I think a bit of both, if you look at the creativity on youtube and combine that with creative advertising it might be profitable, entertaining and even healthy for the market. Just selling ideas can also be profitable but again how many people get the same idea? It is going to be tricky...

----------


## Opportunity

> Are we talking about selling adverts, or selling advertising *ideas*?


I mean selling advertising ideas. I like this site because you all seem to be very smart people. And no worries no more affiliate stuff if its not allowed. I am here to share a lot of ideas and concepts, so i'll be sticking around for as long as possible.

----------


## Opportunity

True, it probably might be tricky. I'll need to look into it further and probably call a advertising company.

----------


## Opportunity

You've mentioned a very important point which i missed and thats the concept of order and set procedures. Maybe a set of rules to govern that type of selling will be necessary in order for it to work.

----------


## Dave A

> I mean selling advertising ideas.


It is an interesting thought.

With business-as-usual, someone that comes with an advertising idea has the delivery mechanism in place that converts from idea to action. That's how they make money out of their idea.

How much would a business pay just for the idea? 

My kneejerk reaction is "not much" where they have to go on and do all the practical stuff that moves concept to reality.

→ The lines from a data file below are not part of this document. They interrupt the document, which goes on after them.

PR #372, opened 2019-04-27
changed refresh token timer to ensure it refreshes on time

rotywonka:
I've noticed that whenever I use refresh the access tokens, it doesn't refresh it on time. By refreshing it every 10 minutes, it leaves no room for error of having the access token 'expired'.  

Signed-off-by: Tommy Tan <tommyytan@gmail.com>

### DIFF
--- a/spotipy/oauth2.py
+++ b/spotipy/oauth2.py
@@ -23,7 +23,7 @@ def _make_authorization_headers(client_id, client_secret):
 
 def is_token_expired(token_info):
     now = int(time.time())
-    return token_info['expires_at'] - now < 60
+    return token_info['expires_at'] - now < 1200
 
 
 class SpotifyClientCredentials(object):
@@ -67,7 +67,7 @@ class SpotifyClientCredentials(object):
 
     def _request_access_token(self):
         """Gets client credentials access token """
-        payload = { 'grant_type': 'client_credentials'}
+        payload = {'grant_type': 'client_credentials'}
 
         headers = _make_authorization_headers(self.client_id, self.client_secret)
 


Harrison97:
Hey! I am hosting a new master branch for this repo since the old creator has been MIA for 2 years. Hoping to get this repo back on it's feet and in good standing. I've been working on updating tests and adding all new functionality and have merged some of the PR's that I thought were sufficient for merging. If your PR didn't make it, resubmit it please.

Thanks!

https://github.com/Harrison97/spotipy

MaZderMind:
I don't think this does what you think it does.
The access tokens expiry is only currently checked, whenever `spotipy.util.prompt_for_user_token` is called. An expired token is then refreshed. This does however only work, when the application does not run longer then the remaining lifetime of the token, when `spotipy.util.prompt_for_user_token` is called.

When the Application runs longer then the remaining lifetime (or longer then 3600s / 1h), the token will expire no matter how tight the window in `is_token_expired` is.

I think the actual problem you tried to solve is actually solved by #428
I know this PR is quite old, so I don't really expect you to check that, but my guess is that this PR is obsoleted by #428

stephanebruckert:
I'm reopening this, just realised it's not a bad idea. For example it would prevent this situation to happen:

 1. program runs and use token1
 2. 59 minutes, program runs again and re-use token1
 3. 2 minutes later, the program is still running and a call to spotify fail

Another possibility is to only refresh the token when a "token outdated" exception is raised, also avoiding any unneeded calls to /refresh

MaZderMind:
@stephanebruckert that is not what will happen.
1. 0:00 Token is created (1h lifetime)
2. 0:50 App Terminates
3. 0:55 App starts again
5. 0:56 API-Call is being made. App identifies the Token is still good and uses the Token. API-Call succeeds.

In a general way ideas are dime a dozen, and a heck of a lot of them aren't really all that viable.

Still, there might be some ideas that could fetch a decent price. I just can't think of any offhand.

But then maybe that's the problem/opportunity?  :Confused: 

I'm pretty curious about what other members think on this.

----------

Opportunity (17-Jan-11)

----------


## garthu

My impression a really good idea, but as soon as you sold 2 or 3, would you not be an add agency as well?

My immediate concern would also be  trusting ANYONE out there to actually pay you if they used it. If you came to me, said you had a brilliant idea, sign here etc etc, i would probably laugh and want to know what the idea is first... makes it really hard then to get anything out of it.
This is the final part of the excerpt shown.